Bad Graphs Mislead More Than 1000 Words
A case study in how one's choice of graphing techniques can shape a debate over known data.
But, as Klein’s readers point out, this chart is actually more misleading! Taking the axis up to 100%, when the actual top number is only 24%, totally minimizes the variation. So he dutifully comes up with a compromise chart:
Jonathan Bernstein, who desperately wants more people to read him — and they should! — gives this Catch of the Day honors.
My initial reaction to all this was that it just shows how distorting random — and honest — choices in graphical design can be. And also that, while starting a chart at 17% to magnify the difference may not be entirely kosher, it’s such a standard practice in these things as to not be noteworthy. But those observations are too banal to merit the time needed to produce such a graphically-intensive post.

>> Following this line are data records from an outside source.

PR #210, opened 2017-06-08
Add manual runner

bmarkons:
I needed to run Sequel benchmarks for last 2000 commits. So far I could do it in production console in a pretty hacky (unsafe) way. Therefore I want to add `app/services/manual_runner.rb` which would fetch, store and run last 2000 commits from github api. That way we could run last number of commits manually in a tested way.

### DIFF
--- a/app/services/commits_runner.rb
+++ b/app/services/commits_runner.rb
@@ -1,7 +1,6 @@
-module CommitsRunner
-  module_function
+class CommitsRunner
 
-  def run(commits)
+  def self.run(commits)
     commits.each do |commit|
       if(valid?(commit))
         create(commit)
@@ -10,11 +9,13 @@ module CommitsRunner
     end
   end
 
-  def valid?(commit)
+  private
+
+  def self.valid?(commit)
     !Commit.merge_or_skip_ci?(commit[:message]) && Commit.valid_author?(commit[:author_name])
   end
 
-  def create(commit)
+  def self.create(commit)
     Commit.find_or_create_by(sha1: commit[:sha]) do |c|
       c.url = commit[:url]
       c.message = commit[:message]
@@ -22,4 +23,5 @@ module CommitsRunner
       c.created_at = commit[:created_at]
     end
   end
+
 end
--- a/app/services/commits_runner.rb
+++ b/app/services/commits_runner.rb
@@ -1,0 +1,25 @@
+module CommitsRunner
+  module_function
+
+  def run(commits)
+    commits.each do |commit|
+      if(valid?(commit))
+        create(commit)
+        BenchmarkPool.enqueue(commit[:repo][:name], commit[:sha])
+      end
+    end
+  end
+
+  def valid?(commit)
+    !Commit.merge_or_skip_ci?(commit[:message]) && Commit.valid_author?(commit[:author_name])
+  end
+
+  def create(commit)
+    Commit.find_or_create_by(sha1: commit[:sha]) do |c|
+      c.url = commit[:url]
+      c.message = commit[:message]
+      c.repo_id = commit[:repo][:id]
+      c.created_at = commit[:created_at]
+    end
+  end
+end
--- a/app/services/commits_runner.rb
+++ b/app/services/commits_runner.rb
@@ -1,9 +1,9 @@
 class CommitsRunner
   def self.run(commits)
     commits.each do |commit|
-      if (valid?(commit))
+      if valid?(commit)
         create(commit)
-        BenchmarkPool.enqueue(commit[:repo][:name], commit[:sha])
+        BenchmarkPool.enqueue(commit[:repo].name, commit[:sha])
       end
     end
   end
@@ -15,10 +15,10 @@ class CommitsRunner
   end
 
   def self.create(commit)
-    Commit.find_or_create_by(sha1: commit[:sha]) do |c|
+    Commit.find_or_create_by!(sha1: commit[:sha]) do |c|
       c.url = commit[:url]
       c.message = commit[:message]
-      c.repo_id = commit[:repo][:id]
+      c.repo_id = commit[:repo].id
       c.created_at = commit[:created_at]
     end
   end
--- a/app/services/commits_runner.rb
+++ b/app/services/commits_runner.rb
@@ -1,8 +1,7 @@
 class CommitsRunner
-
   def self.run(commits)
     commits.each do |commit|
-      if(valid?(commit))
+      if (valid?(commit))
         create(commit)
         BenchmarkPool.enqueue(commit[:repo][:name], commit[:sha])
       end
@@ -23,5 +22,4 @@ class CommitsRunner
       c.created_at = commit[:created_at]
     end
   end
-
 end
--- a/app/services/manual_runner.rb
+++ b/app/services/manual_runner.rb
@@ -7,7 +7,7 @@ class ManualRunner
 
   def run_commits_since(date)
     fetched_commits = fetch_commits_since(date)
-    formated_commits = format_commits(fetched_commits)
+    formatted_commits = format_commits(fetched_commits)
 
     CommitsRunner.run(formated_commits)
   end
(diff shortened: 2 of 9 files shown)


tgxworld:
Excellent work :) This is what I've been wanting to do but have not gotten around to do so. This can be a seperate PR but can we add an admin interface as well?

app/services/commits_runner.rb
```diff
@@ -0,0 +1,25 @@
+module CommitsRunner
```
tgxworld: Let's just make this a class :) I usually prefer to use modules only if you're including them into other classes.

app/services/commits_runner.rb
```diff
@@ -0,0 +1,25 @@
...
+      end
+    end
+  end
+
+  def valid?(commit)
+    !Commit.merge_or_skip_ci?(commit[:message]) && Commit.valid_author?(commit[:author_name])
+  end
+
+  def create(commit)
+    Commit.find_or_create_by(sha1: commit[:sha]) do |c|
```
tgxworld: I think we might need to check if the creation is successfully. Otherwise, it might silently fail.

app/services/manual_runner.rb
```diff
@@ -0,0 +1,39 @@
...
+    fetched_commits = fetch_commits_since(date)
+    formated_commits = format_commits(fetched_commits)
+
+    CommitsRunner.run(formated_commits)
+  end
+
+  private
+
+  def fetch_commits_since(date)
+    Octokit.auto_paginate = true
```
tgxworld: Does this paginate the response? Otherwise we might be fetching 2000 commits into memory.

test/services/commits_runner_test.rb
```diff
@@ -0,0 +1,43 @@
+require 'test_helper'
+
+class CommitsRunnerTest < ActiveSupport::TestCase
+  setup do
+    @repo = create(:repo)
+    BenchmarkPool.stubs(:enqueue)
```
tgxworld: Instead of stubbing, perhaps we can look into the using the helps provided by sidekiq? 

https://github.com/mperham/sidekiq/wiki/Testing

bmarkons:
@tgxworld Yes, I was thinking about some admin UI, but wasn't sure. We can add it in later PR :clap: 

I would rather keep this PR separate and use ManualRunner from console to run sequel last 2000 commits.

test/services/commits_runner_test.rb
bmarkons: sure :+1:

app/services/manual_runner.rb
bmarkons: Yeah, this will cause 2000 commits to be fetched into memory.

Maybe I could disable `auto_paginate` and enqueue commits after each fetched page instead of fetching all and enqueuing them all after?

app/services/commits_runner.rb
bmarkons: :+1: will switch to `find_or_create_by!`

bmarkons:
Please feel free to drop suggestions on PR if you have any. Once we have this merged, I will execute benchmarks for last 2000 commits for sequel repo.

BTW, we already have some sequel runs present https://rubybench.org/jeremyevans/sequel/commits

noahgibbs:
Looks reasonable to me.

app/services/manual_runner.rb
```diff
@@ -0,0 +1,46 @@
...
+        repo: {
+          id: @repo.id,
+          name: @repo.name
+        },
+        url: commit['html_url'],
+        created_at: commit['commit']['author']['date'],
+        author: {
+          name: commit['commit']['author']['name']
+        }
+      }
```
robin850: Given the amount of data that this method will have to handle, it may be worth trying to optimize it as much as you can. This is certainly going to be faster using something like:

~~~ruby
def format_commits(commits)
  commits.each do |commit|
    commit[:repo] = @repo
    commit.merge(commit['commit'])
    commit.symbolize_keys!
  end

  commits
end
~~~

You don't really care here if the objects are modified here. Also with the above example you don't have exactly the same API but not sure it's worth allocating a new hash to be able to do something like `commit[:url]` instead of `commit[:html_url]`.

I may be wrong though (both on the fact that you can modify objects without copying them and on the fact that may be faster) ; maybe you can write a tiny benchmark with `benchmark/ips` to see how fast it is and also check the number of allocated objects. What do you think ? 🙂

app/services/commits_runner.rb
```diff
@@ -0,0 +1,25 @@
...
+        create(commit)
+        BenchmarkPool.enqueue(commit[:repo][:name], commit[:sha])
+      end
+    end
+  end
+
+  private
+
+  def self.valid?(commit)
+    !Commit.merge_or_skip_ci?(commit[:message]) && Commit.valid_author?(commit[:author_name])
```
robin850: Unless I'm missing something, this will always return `nil`, it should rather be `commit[:author][:name]`.

test/services/commits_runner_test.rb
```diff
@@ -0,0 +1,45 @@
...
+
+    expect_created(commits)
+    assert_enqueued_jobs(commits.count)
+  end
+
+  def expect_created(commits_hashes)
+    commits_hashes.each do |hash|
+      commit = Commit.find_by!(sha1: hash[:sha])
+
+      assert_equal commit.sha1, hash[:sha]
```
robin850: I guess you should put arguments the other way around to have a non-misleading error message in case things are not equal.

~~~ruby
assert_equal hash[:sha], commit.sha1
~~~

app/services/manual_runner.rb
noahgibbs: If this is running the actual tests for each commit (and it is, right?) then the amount of work in this method will absolutely pale in comparison to the time to run the tests :-(

noahgibbs: 2000 commits (so 2000 times creating a new hash table) just won't be a big deal on that scale.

But Andrew Gelman actually makes a more substantive point:
I agree with Klein and Hart that, if you’re gonna do a bar chart, you want the bars to go down to 0. On the other hand, a projected change from 19% to 23% is actually pretty big, and I don’t see the point of using a graphical display that hides it.
The solution: Ditch the bar graph entirely and replace it by a lineplot, in particular, a time series with year-by-year data. The time series would have several advantages:
1. Data are placed in context. You’d see every year, instead of discrete averages, and you’d get to see the changes in the context of year-to-year variation.
2. With the time series, you can use whatever y-axis works with the data. No need to go to zero.
I agree that a line plot, or even a simple line graph, would be more useful than a bar graph here. But all statistical graphs have advantages and disadvantages.
Further, in defense of whomever drew the disputed GOP chart that started this whole thing, Bernstein commenter David Tomlin correctly observes, “Federal spending as percent of GDP hasn’t been below 17% since before WW2. Looking at the range between 17% and 24% seems to me to be a perfectly reasonable way of comparing changes in that figure. Describing the clearly labeled graph as ‘dishonest’ is tendentious.”